# DATA EXCERPTS
☆ ☆ ☆ ☆

PR #410, opened 2023-09-04
feat(sdk): apply syntax

afmika:


typegraph/core/src/global_store.rs
```diff
@@ -64,12 +64,62 @@ impl Store {
...
+    ) -> Result<(&Type, TypeId), TgError> {
+        let mut ret = (self.get_type(struct_id)?, struct_id);
+
+        let mut curr_path = vec![];
+        for chunk in path {
+            let unwrapped_id = self.resolve_quantifier(ret.1)?;
+            let unwrapped = self.get_type(unwrapped_id)?;
+            if let Type::Struct(t) = unwrapped {
+                let mut found = false;
+                for (k, v) in t.data.props.iter() {
```
zifeo, line 105: .find?

typegraph/core/src/typegraph.rs
```diff
@@ -334,4 +334,14 @@ impl TypegraphContext {
     pub fn find_type_index_by_store_id(&self, id: &u32) -> Option<u32> {
         self.mapping.types.get(id).copied()
     }
+
+    pub fn get_correct_id(&self, id: u32) -> Result<u32> {
+        with_store(|s| {
+            let id = s.resolve_proxy(id)?;
+            if let Some(index) = self.find_type_index_by_store_id(&id) {
```
zifeo, line 341: if there is a return or we have to handle the 2 cases (Some, None) match syntax is easier to understand

typegraph/core/src/utils/apply.rs
```diff
@@ -0,0 +1,189 @@
...
+pub fn flatten_to_sorted_items_array(path_tree: &PathTree) -> Result<Vec<ItemNode>, String> {
+    let mut index = 0;
+    let mut levels = vec![vec![ItemNode {
+        parent_index: None,
+        index,
+        node: path_tree.clone(),
+    }]];
+
+    loop {
+        if let Some(parents) = levels.last() {
```
zifeo, line 127: e.g. here match is easier to read

typegraph/core/src/utils/mod.rs
```diff
@@ -0,0 +1,124 @@
...
+};
+
+mod apply;
+
+fn find_missing_props(
+    old_props: &Vec<(String, u32)>,
+    new_props: &Vec<(String, u32)>,
+) -> Vec<(String, u32)> {
+    let mut missing_props = vec![];
+    for (k_old, v_old) in old_props {
```
zifeo, line 20: use hashset from keys and set operation?

typegraph/deno/src/types.ts
```diff
@@ -503,6 +506,22 @@ export class Func<
...
+  apply(value: Record<string, unknown | InheritDef>) {
+    const data: Apply = { paths: [] };
+    buildApplyData(value, data);
+    const exampleId = wit_utils.genApplyb(
+      this.inp._id,
+      data,
+    );
+
+    return func(
+      // TODO: copy props?
```
zifeo, line 519: should not be necessary as immutable

typegraph/deno/src/utils/func_utils.ts
```diff
@@ -59,3 +61,52 @@ export function serializeRecordValues<T>(
 ): Array<[string, string]> {
   return Object.entries(obj).map(([k, v]) => [k, JSON.stringify(v)]);
 }
+
+export function buildApplyData(
```
zifeo, line 65: can we avoid side effect and return the modified data instead?

typegraph/core/src/utils/apply.rs
```diff
@@ -0,0 +1,189 @@
...
+            }
+            levels.push(current);
+        } else {
+            panic!("first level must be populated");
+        }
+    }
+
+    // flatten the tree to a 1D array
+    let final_size = (index + 1) as usize;
+    let mut tmp_list = vec![None; final_size];
```
zifeo, line 151: better name?

typegate/tests/typecheck/apply_syntax_test.ts
```diff
@@ -0,0 +1,94 @@
...
+  );
+
+  await t.should(
+    "compose apply and work with partial static injections",
+    async () => {
+      await gql`
+        query {
+          applyComposition (
+            student: {
+              name: "Jake"
```
zifeo, line 48: add a case with from_context()?

typegraph/core/src/utils/mod.rs
afmika: We only have to test against the names. That could work if the pairs (name, id) in the two vecs (old and new) always overlap. In this case, ids can differ even if the names are the same.

Natoandro (dismissed):

zifeo (approved):

zifeo (approved):

PR #414, opened 2023-09-21
Make `with_store` and `with_store_mut` private in `global_store` module

Natoandro:


zifeo (approved):
CleanShot 2023-09-22 at 14 49 47@2x
Congrats for simplifying!

PR #419, opened 2023-09-26
feat(sdk): custom query exec for prisma runtime

afmika:


typegate/tests/runtimes/prisma/full_prisma_mapping.py
```diff
@@ -79,4 +80,28 @@ def prisma(g: Graph):
                 "where": {"id": 10007},
             }
         ),
+        testExecuteRaw=db.execute(
+            'UPDATE "Post" SET title = $1 WHERE title like $2',
```
zifeo, line 84: I believe named arg are worth supporting to avoid ordering issue `${test}`, then you can delegate the replacement by other characters to the rust and then the final replacement to Prisma

meta-cli/src/typegraph/loader/discovery.rs
```diff
@@ -108,8 +108,8 @@ pub struct FileFilter {
 impl FileFilter {
     fn python_filters(config: &TypegraphLoaderConfig) -> Result<SpecificFilters> {
         // soon
-        // let matcher = RegexMatcher::new_line_matcher("with\\s+typegraph")?;
-        let matcher = RegexMatcher::new_line_matcher("with\\s+[Tt]ype[Gg]raph")?;
+        // let matcher = RegexMatcher::new_line_matcher("@typegraph")?;
+        let matcher = RegexMatcher::new_line_matcher("with\\s+[Tt]ype[Gg]raph|@typegraph")?;
```
zifeo, line 112: I believe you can include the parenthesis `@typegraph(`

typegate/src/runtimes/prisma/prisma.ts
```diff
@@ -152,6 +152,7 @@ export class PrismaRuntime {
         throw new ResolverError(res.errors[0].user_facing_error.message);
       }
 
+      // console.log("prisma result", res);
```
zifeo, line 155: rm?

typegate/tests/auto/__snapshots__/auto_test.ts.snap
```diff
@@ -365,15 +365,9 @@ snapshot[`Auto-tests for prisma 1`] = `
...
-    {
-      extensions: {},
-      locations: [],
-      message: "Validation errors:
-  - at <value>.where.firstname: Value does not match to any variant of the either type
-",
-      path: [],
-    },
-  ],
+  data: {
```
zifeo, line 368: 🔥

typegate/tests/runtimes/prisma/full_prisma_mapping.py
```diff
@@ -79,4 +80,38 @@ def prisma(g: Graph):
...
+                }
+            ),
+            EffectUpdate(True),
+        ),
+        testQueryRaw=db.query_raw(
+            """
+                WITH tmp AS (
+                    SELECT id, title, (views + likes) as reactions FROM "Post"
+                    WHERE title LIKE ${title}
+                ) SELECT * FROM tmp WHERE id IN (${one}, ${two})
```
zifeo, line 98: Great! I believe there is one more use case with the `select * from a WHERE b IN (${list})` where `t.array(t.string())`. At the list cardinality could be varying we need to support any size.

typegraph/python/typegraph/providers/prisma/runtimes/prisma.py
```diff
@@ -150,28 +150,28 @@ def link(
...
-                {
-                    "parameters": t.json().optional().default("[]"),
-                }
-            ).named(f"ExecuteRawInp_{TypegraphContext.get_active().next_type_id()}"),
+            inp,
             t.integer(),
             PrismaOperationMat(self, query, "executeRaw", effect=effect),
         )
 
+    def as_column(tpe: t.TypeNode) -> t.struct:
```
zifeo, line 167: can we move this to the typegate so the typing on the typegraph is transparent to the user?

zifeo (approved):

PR #429, opened 2023-10-03
chore: Migrate doc typegraphs

Natoandro:


typegraph/python_next/typegraph_next/runtimes/random.py
```diff
@@ -18,7 +18,7 @@
 
 
 class RandomRuntime(Runtime):
-    def __init__(self, seed: int, reset: Optional[str] = ""):
+    def __init__(self, seed: int = 0, reset: Optional[str] = ""):
```
zifeo, line 21: Most of the lib use a random seed if not set, I would use the same here

website/docs/tutorials/adding-more-runtimes/prisma-no-sugar.py
```diff
@@ -1,28 +1,30 @@
...
-            effect=effects.create(),
-        ),
-    )
+# # skip:start
+# from typegraph_next import typegraph, effects, t, Graph
+# from typegraph_next.providers.prisma import PrismaRuntime
+#
+#
+# @typegraph()
+# def prisma_no_sugar(g: Graph):
```
zifeo, line 7: any issue with that one?

Natoandro: We do not expose materializers directly to the user anymore.

PR #431, opened 2023-10-03
fix(gate): introspection if func has the same input/output

afmika:


afmika:
> lgtm, can you add an introspection snapshot for all auto tests?



> lgtm, can you add an introspection snapshot for all auto tests?
I've already added this one. Or did I miss something? 
https://github.com/metatypedev/metatype/blob/MET-186-introspection-fails-on-http-localhost-3000-docs-guides-authentication/typegate/tests/utils/autotest.ts#L95

zifeo:
@afmika indeed 👍

PR #432, opened 2023-10-03
refactor(typegraph_core): Simplify private rust SDK

Natoandro:


typegraph/core/src/runtimes/prisma/relationship/mod.rs
```diff
@@ -162,6 +162,17 @@ impl PrismaLink {
     }
 }
 
+impl TypeBuilder for PrismaLink {
+    fn build(&self) -> Result<TypeId> {
+        self.build_link()
+    }
+}
+
+#[allow(dead_code)]
```
zifeo, line 171: why dead?

zifeo (approved):

typegraph/core/src/runtimes/prisma/relationship/mod.rs
Natoandro: It is only used in the tests...

afmika (commented):
nice 👍

PR #465, opened 2023-10-24
feat(prisma/migrations): Default value on new column

Natoandro:
- [x] Display a more concise error message for new column that failed the NON NULL constraint during the migration.
- [x] Enable user to set default value on new NON NULL column.


typegate/deno.json
```diff
@@ -36,6 +36,7 @@
     "outdent": "https://deno.land/x/outdent@v0.8.0/mod.ts",
     "json-schema-faker": "npm:json-schema-faker@0.5.3",
     "ajv": "https://esm.sh/ajv@8.12.0?pin=v131",
-    "@typegraph/sdk/": "../typegraph/deno/src/"
+    "@typegraph/sdk/": "../typegraph/deno/src/",
+    "@test-utils/": "./tests/utils/"
```
zifeo, line 40: any reason to prefix with @?

typegate/tests/utils/test_module.ts
```diff
@@ -0,0 +1,32 @@
...
+
+  shell(cmd: string[], options: ShellOptions = {}) {
+    return shell(cmd, {
+      currentDir: this.currentDir,
+      ...options,
+    });
+  }
+
+  async cli(...args: string[]): Promise<ShellOutput>;
+  async cli(options: ShellOptions, ...args: string[]): Promise<ShellOutput>;
```
zifeo, line 23: can we remove alias signature?

typegate/tests/e2e/cli/deploy_test.ts
```diff
@@ -1,14 +1,175 @@
...
+    await t.should("load first version of the typegraph", async () => {
+      await reset();
+      await writeTypegraph(null);
+    });
+
+    await deploy();
+
+    await t.should("insert records", async () => {
+      const e = t.getTypegraphEngine(tgName);
+      if (!e) {
```
zifeo, line 140: .on(e) should any check on the existence of the typegraph, move that check there?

☆ ☆ ☆ ☆

In the entries above, which lines hold the word "FileFilter"? Copy them out.

@@ -108,8 +108,8 @@ pub struct FileFilter {
 impl FileFilter {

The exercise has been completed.